Now configure the recursor to forward the private domains to the Authoritative Server. This is done using the forward-zones setting in recursor.conf. The domains should be forwarded to 127.0.0.1:5300 (the new address and port of the Authoritative Server):

forward-zones=private.example.com=127.0.0.1:5300
forward-zones+=another.example.com=127.0.0.1:5300
# etc..

4. Install and configure dnsdist

dnsdist is a DNS loadbalancer from the people behind PowerDNS that balances DNS packets based on rules. See the dnsdist download instructions on how to install dnsdist.

This guide assumes dnsdist 1.2 or dnsdist master.

After installing, configure dnsdist in /etc/dnsdist/dnsdist.conf.
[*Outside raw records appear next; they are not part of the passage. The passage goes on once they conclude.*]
PR #3117, opened 2019-01-09
Generate correct config for "Hybrid-RSA + XAuth" IPSec

max-weller:
This PR allows to use the Hybrid-RSA + XAuth mode of IKEv1. Without these changes, strongswan fails with following error message:

    looking for HybridInitRSA peer configs matching x.x.x.x...x.x.x.x[x.x.x.x]
    found 1 matching config, but none allows HybridInitRSA authentication using Main Mode

-----

First commit fixes a logical problem in the config form for IPSec Phase 1.

Second commit fixes a problem in the generated `ipsec.conf`: To use Hybrid-RSA with XAuth the authentication must be configured exactly as leftauth=pubkey, rightauth=xauth.
No rightauth2/leftauth2 may be set.
This can be seen here in the source code:
https://github.com/strongswan/strongswan/blob/be1c7e38157b336655894d99012d25f1b3b75429/src/libcharon/sa/ikev1/phase1.c#L506

### DIFF
--- a/src/www/vpn_ipsec_phase1.php
+++ b/src/www/vpn_ipsec_phase1.php
@@ -201,6 +201,9 @@ if ($_SERVER['REQUEST_METHOD'] === 'GET') {
             $reqdfieldsn = array(gettext("Pre-Shared Key"));
             break;
         case "hybrid_rsa_server":
+            $reqdfields = explode(" ", "certref");
+            $reqdfieldsn = array(gettext("Certificate"));
+            break;
         case "xauth_rsa_server":
         case "rsasig":
             $reqdfields = explode(" ", "caref certref");
@@ -491,6 +494,9 @@ include("head.inc");
                     }
                     break;
                 case 'hybrid_rsa_server':
+                    $(".auth_eap_tls").show();
+                    $(".auth_eap_tls :input").prop( "disabled", false );
+                    break;
                 case 'xauth_rsa_server':
                 case 'rsasig':
                 case 'rsa_eap-mschapv2':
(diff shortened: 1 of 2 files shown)


src/www/vpn_ipsec_phase1.php
```diff
@@ -491,6 +494,9 @@ function ipsec_ikeid_next() {
                     }
                     break;
                 case 'hybrid_rsa_server':
+                    $(".auth_eap_tls").show();
```
MichaelDeciso:
```suggestion
                    $('.auth_eap_tls').show();
```

src/www/vpn_ipsec_phase1.php
```diff
@@ -491,6 +494,9 @@ function ipsec_ikeid_next() {
...
+                    $(".auth_eap_tls :input").prop( "disabled", false );
```
MichaelDeciso:
```suggestion
                    $('.auth_eap_tls :input').prop('disabled', false);
```

src/www/vpn_ipsec_phase1.php
max-weller: Hi @MichaelDeciso 
 I just copied from the code above, which also uses double quotes everywhere, to make it more consistent. Why should the quotes be changed?
Thanks

MichaelDeciso: It's what we do for all new code. The old code mostly uses double quotes, you're correct about that.

max-weller: okay

AdSchellevis:
@max-weller the ipsec.conf seems to be faulty indeed, thanks for the fix!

This is where several settings from the existing Authoritative Server (like listen address and recursive ACL) will be moved to.
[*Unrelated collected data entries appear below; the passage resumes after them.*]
PR #3118, opened 2019-01-11
Port license page to MVC

MichaelDeciso:


src/opnsense/mvc/app/models/OPNsense/Base/Menu/Menu.xml
```diff
@@ -5,7 +5,6 @@
             <Root url="/" visibility="hidden"/>
             <RootArgs url="/?*" visibility="hidden"/>
         </Dashboard>
-        <License order="1" url="/license.php" cssClass="fa fa-balance-scale fa-fw"/>
```
fichtner: I'd leave this here modified for the new URL unless we want to create a separate ACL page too.. the general reasoning is "should it deinstal / install as a plugin?" if yes, all separate files makes sense, otherwise it can probably stay. But I'm not opposed to the removal in general.

src/opnsense/mvc/app/views/OPNsense/Core/license.volt
```diff
@@ -0,0 +1,21 @@
+<section class="col-xs-11">
+    <p><a href="https://opnsense.org/" target="_blank">OPNsense&reg;</a> is Copyright &copy; {{ product_copyright_years }} {{ product_copyright_owner }}<br>All rights reserved.</p>
```
fichtner: opnsense.org and "OPNsense" should be available as product_... view variables as well.

MichaelDeciso: I have changed it. After discussing it with Jos, I have also taken precautions to ensure that if someone changes the product name, it will still show our copyright correctly.

Makefile
```diff
@@ -71,6 +71,7 @@ CORE_MAINTAINER?=	project@opnsense.org
 CORE_ORIGIN?=		opnsense/${CORE_NAME}
 CORE_PACKAGESITE?=	https://pkg.opnsense.org
 CORE_PRODUCT?=		OPNsense
+CORE_PRODUCT_LEGAL?=OPNsense®
```
fichtner: what have I done ;( shuffling UTF-8 through make and json is not so great

src/opnsense/mvc/app/views/OPNsense/Core/license.volt
fichtner: makes sense, thanks 👍

src/opnsense/mvc/app/models/OPNsense/Base/Menu/Menu.xml
MichaelDeciso: I have put the License under 'Core'. For some reason, the general ACL file is already in that location, while the general Menu file is under 'Base'.

Since the Base/Menu/Menu.xml file only appears to list legacy pages, I think putting it into its own Menu.xml is the best way to go.

fichtner: why not move base menu file to core?

Makefile
MichaelDeciso: It seems to handle it correctly, though.

src/opnsense/mvc/app/models/OPNsense/Base/Menu/Menu.xml
MichaelDeciso: It seemed too important for me to touch, but if you'd like me to, I'll do it.

fichtner: yes please, "Base" prefix predates some later works that have a more aligned structure like ACL.

MichaelDeciso: Done.

Makefile
fichtner: If people go through the trouble of rebranding they can zap the (r) in the volt or you make it conditional as well. This is too little benefit to have it included and opnsense-version doesn't know about it.

MichaelDeciso: I discussed this approach with Jos and he preferred it this way.

I think we can use UTF-8 in Makefiles anno 2018. As I mentioned, I did test it and it works correctly.

fichtner: ok fine, I disagree with having this piggybacked through a build system

MichaelDeciso: It's no worse than having our website URL piggybacked through it, IMO. As for zapping the ® manually: I find that very inconsistent with your initial request of using template variables. Either we should use template variables throughout or require manual editing, not a mix.

I will change the approach, but I heavily disagree: I find your stance _very_ inconsistent.

fichtner: You don't have to change it for me. Ad can merge it when he is back. I just don't see a point in passing both "OPNsense" and "OPNsense(r)" for a single use in a file that has no functional use. Moreover, the user neither sees nor cares about the change so why do it in the first place? If you feel like I'm being inconsistent it is because you're trying to argue if it's already inconsistent it's only consistent to keep building on the inconsistencies. :)

MichaelDeciso: No, I felt you were being inconsistent because we already have a lot of stuff that isn't _strictly_ make-related (such as URLs) in our makefile. To me, adding something to that should be fine.

I changed it because I asked Jos again and he said that, since you felt strongly about it and you handle most of the build stuff, it would probably be better to follow your instructions. So I did.

There are a lot of unreviewed, unmerged PRs already -- I don't really want to stall this one just because I disagree with you over what, in the end, isn't that major. I'm taking your approach, and I will complain no further about it.

fichtner: Look, take a bit of time to look at the history of the code you're changing if in doubt. The previous location for the product data was worse. And I'd replace this current one in a heartbeat if there was a better idea. So all I am asking is not starting to clutter stuff that is not great in an of itself. I'm fully aware...

Thing is I would have not started reviewing if that change was in the original PR or said no directly. The purpose of the PR is not to sneak in more later because that derails the review process unless it's agreed that such a change is necessary. The other change was great and it was correct to take that risk, but one good and one bad change still stalls the PR.

fichtner:
Merged, thanks!

Makefile
fichtner: You can thumbs down this all you like, because my point still stands. :)

MichaelDeciso: You requested using more template variables, I discussed what approach I should take with Jos and then applied it. That is _not_ sneaking stuff. You can accuse me of plenty of things, but not of "sneaking stuff it into PRs", and I don't appreciate this one bit.

fichtner: I'm sorry for phrasing it badly. In the scope of this PR, previously undiscussed changes were added that inadvertently altered the review state in my opinion. I can only judge this PR. I'm not judging you.

MichaelDeciso: Ok, thanks!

Authoritative Setting dnsdist Setting
local-address setLocal() and addLocal()
local-ipv6 setLocal() and addLocal()
local-port setLocal() and addLocal()
allow-recursion used in the NetmaskGroupRule()
setLocal('IPADDRESS:PORT')
addLocal('ANOTHERIPADDRESS:PORT')
setACL({'0.0.0.0/0', '::/0'}) -- Allow all IPs access

newServer({'127.0.0.1:5300', pool='auth'})
newServer({'127.0.0.1:5301', pool='recursor'})

recursive_ips = newNMG()
recursive_ips:addMask('NETWORKMASK1') -- These network masks are the ones from allow-recursion in the Authoritative Server
recursive_ips:addMask('NETWORKMASK2')

addAction(NetmaskGroupRule(recursive_ips), PoolAction('recursor'))
addAction(AllRule(), PoolAction('auth'))

This configuration will route all queries from the netmasks that are allowed to do recursion to the Recursor and all other queries to the Authoritative Server.

4. Restart the Authoritative Server, the Recursor and dnsdist

Restart the Authoritative Server first so its bind addresses become free for the recursor.